4. Adjudication method (e.g. 2+1, 3+1, none) for the test set:

  • Not applicable / Not provided. No test set or related adjudication method is mentioned.

5. If a multi reader multi case (MRMC) comparative effectiveness study was done, If so, what was the effect size of how much human readers improve with AI vs without AI assistance:

  • Not applicable. This device is a portable electric blanket, not an AI-assisted diagnostic tool.

6. If a standalone (i.e. algorithm only without human-in-the-loop performance) was done:

  • Not applicable. This device is a physical medical device, not an algorithm.

7. The type of ground truth used (expert concensus, pathology, outcomes data, etc):

  • Not applicable / Not provided. No ground truth for a performance study is mentioned.

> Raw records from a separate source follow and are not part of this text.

PR #894, opened 2026-03-11
Add support for repeatable form fields

craigmarker:
Introduce components and a hook for managing variable-length arrays of structured form fields.

useArrayField centralizes minItems enforcement and exposes an `entries` array — each entry pairs a stable UUID `id` with an `indexedFieldPath`. UUIDs are used as React key props so that removing an item causes React to destroy and recreate the shifted components rather than reuse DOM nodes that carry stale input state from their previous position.

ArrayFormGroup renders repeated card-style sections with numbered titles and a trash button. ArrayFormRow renders inline field rows with a compact remove button. Both use a render-prop children API so consumers control field content, and each implements its own add/remove buttons since the differences between them don't justify a shared abstraction.

FormGroup previously rendered endEnhancer inline next to the title with a small gap. It now uses space-between to push action buttons like the remove button to the far right of the card header regardless of title length. FormGroup also gains an overrides prop (BoxOverrides) so ArrayFormGroup can suppress the default bottom margin, which is instead provided by the add button below.

FormRow now provides support for unwrapping fragments. This allows ArrayFromRow to reuse FormRow component. This ensures ArrayFormRow renders fields in a row instead of a stack.

- [ ] Refactor
- [x] Feature
- [ ] Bug Fix
- [ ] Optimization
- [ ] Documentation Update

https://github.com/user-attachments/assets/2264f0d3-d417-40d3-a86e-4e9e350cfef8

### DIFF
--- a/javascript/packages/core/components/form/hooks/use-array-field.ts
+++ b/javascript/packages/core/components/form/hooks/use-array-field.ts
@@ -1,0 +1,76 @@
+import { useEffect, useRef } from 'react';
+import { useFieldArray } from 'react-final-form-arrays';
+
+import type { ArrayFieldOptions } from '#core/components/form/types';
+
+/**
+ * @param rootFieldPath - Dot-notation path to the root field of the array.
+ *
+ * @returns An object containing the following properties:
+ * - `entries`: one entry per array item, each with a stable `id` (UUID) for use as a React
+ * `key` prop and an `indexedFieldPath` for constructing nested field names. Guaranteed to have at
+ * least `minItems` entries after the initial effect runs.
+ *
+ * - `add`: Pushes one new empty item to the array.
+ *
+ * - `remove`: Removes an item from the array.
+ *
+ * - `isRemovable`: Indicates if an array item can be removed.
+ *
+ * @example
+ * ```tsx
+ * const { entries, add, remove, isRemovable } = useArrayField('contacts', { minItems: 1 });
+ *
+ * return (
+ *   <>
+ *     {entries.map(({ id, indexedFieldPath }, index) => (
+ *       <div key={id}>
+ *         <StringField name={`${indexedFieldPath}.email`} label="Email" />
+ *         {isRemovable && <button onClick={() => remove(index)}>Remove</button>}
+ *       </div>
+ *     ))}
+ *     <button onClick={add}>Add more</button>
+ *   </>
+ * );
+ * ```
+ */
+export function useArrayField(
+  rootFieldPath: string,
+  { minItems = 0, readOnly = false }: ArrayFieldOptions = {}
+) {
+  const { fields } = useFieldArray(rootFieldPath);
+
+  const entryIds = useRef<string[]>(
+    Array.from({ length: fields.length ?? 0 }, () => crypto.randomUUID())
+  );
+
+  useEffect(() => {
+    const currentLength = fields.length ?? 0;
+    if (currentLength < minItems) {
+      for (let i = currentLength; i < minItems; i++) {
+        entryIds.current.push(crypto.randomUUID());
+        fields.push({});
+      }
+    }
+  }, [fields, minItems]);
+
+  const add = () => {
+    entryIds.current.push(crypto.randomUUID());
+    fields.push({});
+  };
+
+  const remove = (index: number) => {
+    entryIds.current.splice(index, 1);
+    fields.remove(index);
+  };
+
+  return {
+    entries: fields.map((indexedFieldPath, index) => ({
+      id: entryIds.current[index],
+      indexedFieldPath,
+    })),
+    add,
+    remove,
+    isRemovable: (fields.length ?? 0) > minItems && !readOnly,
+  };
+}
--- a/javascript/packages/core/components/form/hooks/use-array-field.ts
+++ b/javascript/packages/core/components/form/hooks/use-array-field.ts
@@ -54,12 +54,15 @@ export function useArrayField(
     }
   }, [fields, minItems]);
 
+  const isRemovable = (fields.length ?? 0) > minItems && !readOnly;
+
   const add = () => {
     entryIds.current.push(crypto.randomUUID());
     fields.push({});
   };
 
   const remove = (index: number) => {
+    if (!isRemovable) return;
     entryIds.current.splice(index, 1);
     fields.remove(index);
   };
@@ -71,6 +74,6 @@ export function useArrayField(
     })),
     add,
     remove,
-    isRemovable: (fields.length ?? 0) > minItems && !readOnly,
+    isRemovable,
   };
 }
--- a/javascript/packages/core/components/form/layout/array-form-group/array-form-group.tsx
+++ b/javascript/packages/core/components/form/layout/array-form-group/array-form-group.tsx
@@ -12,6 +12,7 @@ import type { ArrayFormGroupProps } from './types';
 export function ArrayFormGroup({
   rootFieldPath,
   groupLabel,
+  addLabel: addLabelProp,
   minItems = 0,
   readOnly = false,
   children,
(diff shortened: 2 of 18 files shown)


javascript/packages/core/components/form/hooks/use-array-field.ts
```diff
@@ -0,0 +1,76 @@
...
+  );
+
+  useEffect(() => {
+    const currentLength = fields.length ?? 0;
+    if (currentLength < minItems) {
+      for (let i = currentLength; i < minItems; i++) {
+        entryIds.current.push(crypto.randomUUID());
+        fields.push({});
+      }
+    }
```
konukselim, line 54: This condition is redundant but makes code more readable.

javascript/packages/core/components/form/hooks/use-array-field.ts
```diff
@@ -0,0 +1,76 @@
...
+  const remove = (index: number) => {
+    entryIds.current.splice(index, 1);
+    fields.remove(index);
+  };
+
+  return {
+    entries: fields.map((indexedFieldPath, index) => ({
+      id: entryIds.current[index],
+      indexedFieldPath,
+    })),
```
konukselim, line 74: Asking out of curiosity - have you considered returning `entries`  as a function instead of directly returning the actual array? If so, wondering why you made the decision returning the array directly.

javascript/packages/core/components/form/layout/array-form-group/array-form-group.tsx
```diff
@@ -0,0 +1,83 @@
...
+  description,
+  tooltip,
+  collapsible,
+}: ArrayFormGroupProps) {
+  const [, theme] = useStyletron();
+  const { entries, add, remove, isRemovable } = useArrayField(rootFieldPath, {
+    minItems,
+    readOnly,
+  });
+  const addLabel = groupLabel ? `Add ${groupLabel.toLowerCase()}` : 'Add more';
```
konukselim: Should we expose an optional prop to allow for more context specific customization?

konukselim (approved):

javascript/packages/core/components/form/layout/array-form-group/array-form-group.tsx
craigmarker: What do you have in mind?

javascript/packages/core/components/form/hooks/use-array-field.ts
craigmarker: Agreed — the `if (currentLength < minItems)` guard is technically redundant since the loop condition handles it, but it makes the intent immediately clear. Happy to leave as-is for readability.

javascript/packages/core/components/form/hooks/use-array-field.ts
craigmarker: I didn't consider using a function. What did you have in mind?

javascript/packages/core/components/form/hooks/use-array-field.ts
```diff
@@ -0,0 +1,76 @@
...
+
+  const add = () => {
+    entryIds.current.push(crypto.randomUUID());
+    fields.push({});
+  };
+
+  const remove = (index: number) => {
+    entryIds.current.splice(index, 1);
+    fields.remove(index);
+  };
```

The "ground truth" for this submission is implicitly the established safety and performance benchmarks of the predicate devices and the requirements of the cited industry standards.

8. The sample size for the training set:

  • Not applicable / Not provided. This is not an AI/algorithm device, so there is no training set in the typical sense.

9. How the ground truth for the training set was established:

  • Not applicable / Not provided. (See #8).

§ 870.5900 Thermal regulating system.

(a)
Identification. A thermal regulating system is an external system consisting of a device that is placed in contact with the patient and a temperature controller for the device. The system is used to regulate patient temperature.(b)
Classification. Class II (performance standards).